*EXPORT GROWTH OF 81%? BAFFLING….. *

*By Ruma Dubey*

The July trade figure states that India’s exports for rose an annual 81% at
$29.3 billion, while imports grew 51% at $40.4 billion. The trade deficit
stood at $11.1 billion, widening from $7.7 billion in June.

An 81% YoY rise in exports, that too at a time when global demand is
sluggish? Seems completely unbelievable!  And this robust growth on exports
data has been coming in for the past eight months. Infact the growth over
the past eight months has been over 30%. India's exports in June rose by
46.4%, while imports increased by 42.4%.

That’s good. But the question which comes to mind is – when exports are
doing well, how come this is not being reflected in the earnings of the
companies. The Trade secretary stated today the export growth is being led
by the engineering sector. Is that really so?

Not just us, there are lot of FIIs and hedge fund managers questioning the
very sanctity of these numbers. Their doubt stems from the discrepancy in
the monthly ‘imports from India’ figures and the numbers put out by the
Government of India for exports. Chinese data of imports from India show
that growth is almost nil in the past eight months, with a dip in May 2011.
Imports from India were at sub-40% level for January and February in
countries like Indonesia, Pakistan, China, South Africa, Iran.

USA is the largest trade partner of India but given the sluggish growth rate
within USA itself, which countries really did help boost Indian exports?  Data
put out by the Govt states that with respect to engineering goods, exports
of Machinery & Instruments, Iron & steel bar/rods, Residual engineering
items, manufactures of metals, ferro alloys, non-ferrous metals, aluminium
other than products, primary & semi-finished iron & steel and transport
equipments saw robust growth.

Logically, based on the sheer performance of companies, it is easy to confer
that engineering showed a marginal growth, the export oriented units were
not buoyant. IIP numbers themselves are an indicator and it has been showing
moderation for past few months. May IIP was down at 5.6% v/s 6.3% on a MoM.
April IIP was down at 6.3% compared to 8.8% on MoM. Somehow India’s
manufacturing story just does not seem to match up with this stunning export
performance.

A look at the data at the ports also does not support these exports.
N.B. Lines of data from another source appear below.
Issue #1893, opened 2020-02-13
Artisan command for "refetching" user avatars for existing users.


ch0wm3in:
I've recently made my own web app, where i can serve pictures from Active Directory. It works, but only for new users because the function downloadAndAssignUserAvatar(); seems to be run on user creation.

For now the only way is to delete the user and then create the user again, which removes revisions from different books created by the user in question. This would be a much nicer way of doing it, when you already have a running instance of the application in production.

ssddanbrown:
Thanks to @MarcHagen via PR #4560, this has now been added and will be part of the next feature release.

PR #3232, opened 2022-02-03
Artisan command for "refetching" user avatars for existing users

shelmz:
Added an artisan command to search for new (gr)avatar for given user but deletes previous avatar, even if no new one is found.
Solves #1893.

### DIFF
--- a/app/Console/Commands/ResetAvatar.php
+++ b/app/Console/Commands/ResetAvatar.php
@@ -1,0 +1,84 @@
+<?php
+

From
April to July 2011, on a YoY, traffic at ports has grown just 4.84%. Iron
ore exports have taken a bad beating which is visible from the negative
growth rate at ports of Mormugoa. Tuticorin, Mumbai and Chennai are the
other ports which have shown a negative growth.

We are ‘seeing’ this resounding export performance in a scenario when S&P
had not yet downgraded the US. With fears of recession plaguing both US and
Europe, what happens to the export numbers now? Moderation is sure or else
the figures would seem all the more ‘tampered’.

Yes, in this world of rampant adulteration, with the Govt seeped in
corruption charges, nothing seems sacred any more; not even the data!